• **YOUR INSTRUCTIONS**
Return each line of the entries that holds the string "test".

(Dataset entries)
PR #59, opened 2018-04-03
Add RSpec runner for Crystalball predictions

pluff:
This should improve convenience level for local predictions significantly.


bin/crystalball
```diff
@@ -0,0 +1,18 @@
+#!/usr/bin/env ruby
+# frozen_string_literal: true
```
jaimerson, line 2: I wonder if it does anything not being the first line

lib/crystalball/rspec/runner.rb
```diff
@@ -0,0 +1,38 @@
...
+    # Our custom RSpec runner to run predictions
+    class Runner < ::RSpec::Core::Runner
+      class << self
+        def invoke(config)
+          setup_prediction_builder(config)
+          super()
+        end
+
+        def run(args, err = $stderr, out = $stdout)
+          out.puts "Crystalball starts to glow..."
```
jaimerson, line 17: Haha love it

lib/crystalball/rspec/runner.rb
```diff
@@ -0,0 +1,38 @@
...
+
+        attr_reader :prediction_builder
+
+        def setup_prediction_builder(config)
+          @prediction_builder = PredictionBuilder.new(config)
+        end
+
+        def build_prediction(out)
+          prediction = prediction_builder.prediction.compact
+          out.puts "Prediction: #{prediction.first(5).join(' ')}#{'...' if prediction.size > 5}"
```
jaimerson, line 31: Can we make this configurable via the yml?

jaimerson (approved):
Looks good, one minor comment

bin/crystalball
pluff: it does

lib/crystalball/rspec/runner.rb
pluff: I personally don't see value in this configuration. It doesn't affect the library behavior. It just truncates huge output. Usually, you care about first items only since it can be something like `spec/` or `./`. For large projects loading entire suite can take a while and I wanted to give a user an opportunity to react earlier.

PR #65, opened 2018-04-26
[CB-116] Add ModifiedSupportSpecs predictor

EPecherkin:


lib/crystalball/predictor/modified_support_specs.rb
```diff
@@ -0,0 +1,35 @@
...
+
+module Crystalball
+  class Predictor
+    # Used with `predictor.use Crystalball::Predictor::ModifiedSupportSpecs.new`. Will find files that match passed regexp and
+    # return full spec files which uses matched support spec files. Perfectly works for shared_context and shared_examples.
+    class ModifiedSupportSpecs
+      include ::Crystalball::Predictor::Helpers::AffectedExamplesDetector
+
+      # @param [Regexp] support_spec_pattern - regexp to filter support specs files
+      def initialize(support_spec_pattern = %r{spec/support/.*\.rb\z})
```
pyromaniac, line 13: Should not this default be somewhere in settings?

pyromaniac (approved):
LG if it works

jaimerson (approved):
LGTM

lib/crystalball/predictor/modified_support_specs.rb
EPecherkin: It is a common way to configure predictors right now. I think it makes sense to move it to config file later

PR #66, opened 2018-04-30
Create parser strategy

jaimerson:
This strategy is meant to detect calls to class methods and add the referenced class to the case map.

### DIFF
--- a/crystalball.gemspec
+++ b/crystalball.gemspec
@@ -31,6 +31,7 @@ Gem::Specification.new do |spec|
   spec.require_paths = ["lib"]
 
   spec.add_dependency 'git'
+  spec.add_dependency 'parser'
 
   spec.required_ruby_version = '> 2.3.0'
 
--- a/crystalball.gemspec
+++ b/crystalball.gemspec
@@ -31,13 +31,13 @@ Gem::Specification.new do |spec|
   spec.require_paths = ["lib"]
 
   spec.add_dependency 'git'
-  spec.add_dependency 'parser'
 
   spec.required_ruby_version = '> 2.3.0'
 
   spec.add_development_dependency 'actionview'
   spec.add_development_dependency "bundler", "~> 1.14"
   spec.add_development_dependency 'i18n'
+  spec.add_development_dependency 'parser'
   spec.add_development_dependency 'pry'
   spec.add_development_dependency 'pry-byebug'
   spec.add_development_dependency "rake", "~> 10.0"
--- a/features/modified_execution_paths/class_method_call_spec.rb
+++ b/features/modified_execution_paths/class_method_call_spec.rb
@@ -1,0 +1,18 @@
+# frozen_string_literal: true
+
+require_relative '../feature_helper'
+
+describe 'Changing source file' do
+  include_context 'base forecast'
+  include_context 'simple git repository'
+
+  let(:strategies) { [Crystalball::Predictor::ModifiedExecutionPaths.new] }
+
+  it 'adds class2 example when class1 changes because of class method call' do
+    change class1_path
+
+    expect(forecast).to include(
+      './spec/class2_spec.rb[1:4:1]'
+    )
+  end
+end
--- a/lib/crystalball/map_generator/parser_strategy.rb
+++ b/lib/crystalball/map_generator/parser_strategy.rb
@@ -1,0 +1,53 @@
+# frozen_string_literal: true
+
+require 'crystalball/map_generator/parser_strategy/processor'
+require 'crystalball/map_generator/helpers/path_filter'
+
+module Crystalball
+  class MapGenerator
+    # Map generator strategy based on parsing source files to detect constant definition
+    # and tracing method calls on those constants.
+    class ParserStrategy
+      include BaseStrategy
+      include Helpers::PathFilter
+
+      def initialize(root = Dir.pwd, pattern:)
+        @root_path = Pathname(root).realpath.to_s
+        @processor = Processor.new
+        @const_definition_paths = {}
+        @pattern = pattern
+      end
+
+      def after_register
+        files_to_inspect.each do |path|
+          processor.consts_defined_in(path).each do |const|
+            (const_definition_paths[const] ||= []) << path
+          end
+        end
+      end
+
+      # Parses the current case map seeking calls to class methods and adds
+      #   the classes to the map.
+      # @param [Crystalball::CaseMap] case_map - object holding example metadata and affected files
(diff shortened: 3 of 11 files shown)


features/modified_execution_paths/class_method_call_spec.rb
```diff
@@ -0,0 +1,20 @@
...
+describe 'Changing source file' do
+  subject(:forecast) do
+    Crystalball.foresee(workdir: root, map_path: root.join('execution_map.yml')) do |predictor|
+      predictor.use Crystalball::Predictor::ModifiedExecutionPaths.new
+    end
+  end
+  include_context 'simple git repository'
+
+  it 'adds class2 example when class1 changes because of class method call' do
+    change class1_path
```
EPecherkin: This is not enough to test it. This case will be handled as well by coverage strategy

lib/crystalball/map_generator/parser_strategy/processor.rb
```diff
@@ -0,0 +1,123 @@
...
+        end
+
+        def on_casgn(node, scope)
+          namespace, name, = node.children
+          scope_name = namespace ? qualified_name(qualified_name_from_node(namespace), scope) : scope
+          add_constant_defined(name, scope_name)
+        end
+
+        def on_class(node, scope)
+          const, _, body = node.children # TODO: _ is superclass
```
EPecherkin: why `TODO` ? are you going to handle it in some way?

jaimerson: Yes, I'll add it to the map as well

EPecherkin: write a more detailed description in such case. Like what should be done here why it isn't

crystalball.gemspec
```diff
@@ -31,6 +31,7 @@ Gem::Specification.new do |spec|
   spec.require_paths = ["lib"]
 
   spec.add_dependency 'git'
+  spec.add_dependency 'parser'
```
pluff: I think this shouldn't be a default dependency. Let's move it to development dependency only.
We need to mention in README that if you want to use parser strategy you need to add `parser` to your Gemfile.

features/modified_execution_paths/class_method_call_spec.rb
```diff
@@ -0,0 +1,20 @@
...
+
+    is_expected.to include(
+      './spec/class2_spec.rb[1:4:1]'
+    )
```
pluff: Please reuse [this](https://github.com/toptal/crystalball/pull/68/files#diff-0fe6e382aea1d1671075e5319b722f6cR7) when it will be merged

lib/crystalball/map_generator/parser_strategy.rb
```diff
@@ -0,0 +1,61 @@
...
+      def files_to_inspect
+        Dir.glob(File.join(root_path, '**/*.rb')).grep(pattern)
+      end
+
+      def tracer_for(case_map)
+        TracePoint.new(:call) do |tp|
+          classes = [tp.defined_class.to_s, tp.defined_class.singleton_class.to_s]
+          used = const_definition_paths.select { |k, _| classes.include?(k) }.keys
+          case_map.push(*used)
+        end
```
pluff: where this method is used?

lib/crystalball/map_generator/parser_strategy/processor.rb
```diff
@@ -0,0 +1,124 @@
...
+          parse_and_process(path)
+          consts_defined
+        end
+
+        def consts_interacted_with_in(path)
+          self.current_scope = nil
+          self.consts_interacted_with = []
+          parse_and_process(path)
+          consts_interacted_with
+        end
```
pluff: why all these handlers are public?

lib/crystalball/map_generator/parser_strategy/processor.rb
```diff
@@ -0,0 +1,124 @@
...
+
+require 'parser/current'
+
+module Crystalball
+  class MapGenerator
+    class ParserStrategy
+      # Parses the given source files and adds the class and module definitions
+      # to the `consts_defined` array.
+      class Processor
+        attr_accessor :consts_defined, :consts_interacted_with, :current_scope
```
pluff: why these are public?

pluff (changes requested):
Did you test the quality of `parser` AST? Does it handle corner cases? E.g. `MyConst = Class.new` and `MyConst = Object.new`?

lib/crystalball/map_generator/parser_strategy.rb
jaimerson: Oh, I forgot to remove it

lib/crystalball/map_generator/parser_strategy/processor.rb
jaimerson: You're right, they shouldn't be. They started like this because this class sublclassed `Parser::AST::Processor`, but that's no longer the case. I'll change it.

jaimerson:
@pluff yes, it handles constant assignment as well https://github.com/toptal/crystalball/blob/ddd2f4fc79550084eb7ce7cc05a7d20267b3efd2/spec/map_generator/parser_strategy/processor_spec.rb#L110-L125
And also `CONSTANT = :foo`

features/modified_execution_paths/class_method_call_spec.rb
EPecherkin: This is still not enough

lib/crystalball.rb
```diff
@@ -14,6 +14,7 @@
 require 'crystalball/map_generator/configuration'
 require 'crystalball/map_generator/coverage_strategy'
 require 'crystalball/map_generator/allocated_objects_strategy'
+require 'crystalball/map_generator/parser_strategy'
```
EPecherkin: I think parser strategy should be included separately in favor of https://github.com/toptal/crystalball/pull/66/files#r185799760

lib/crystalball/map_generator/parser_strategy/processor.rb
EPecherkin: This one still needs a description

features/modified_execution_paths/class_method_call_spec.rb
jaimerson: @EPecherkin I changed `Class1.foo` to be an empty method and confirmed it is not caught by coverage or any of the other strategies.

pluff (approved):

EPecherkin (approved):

• **RESULT BELOW**
EPecherkin: This is not enough to test it. This case will be handled as well by coverage strategy
Did you test the quality of `parser` AST? Does it handle corner cases? E.g. `MyConst = Class.new` and `MyConst = Object.new`?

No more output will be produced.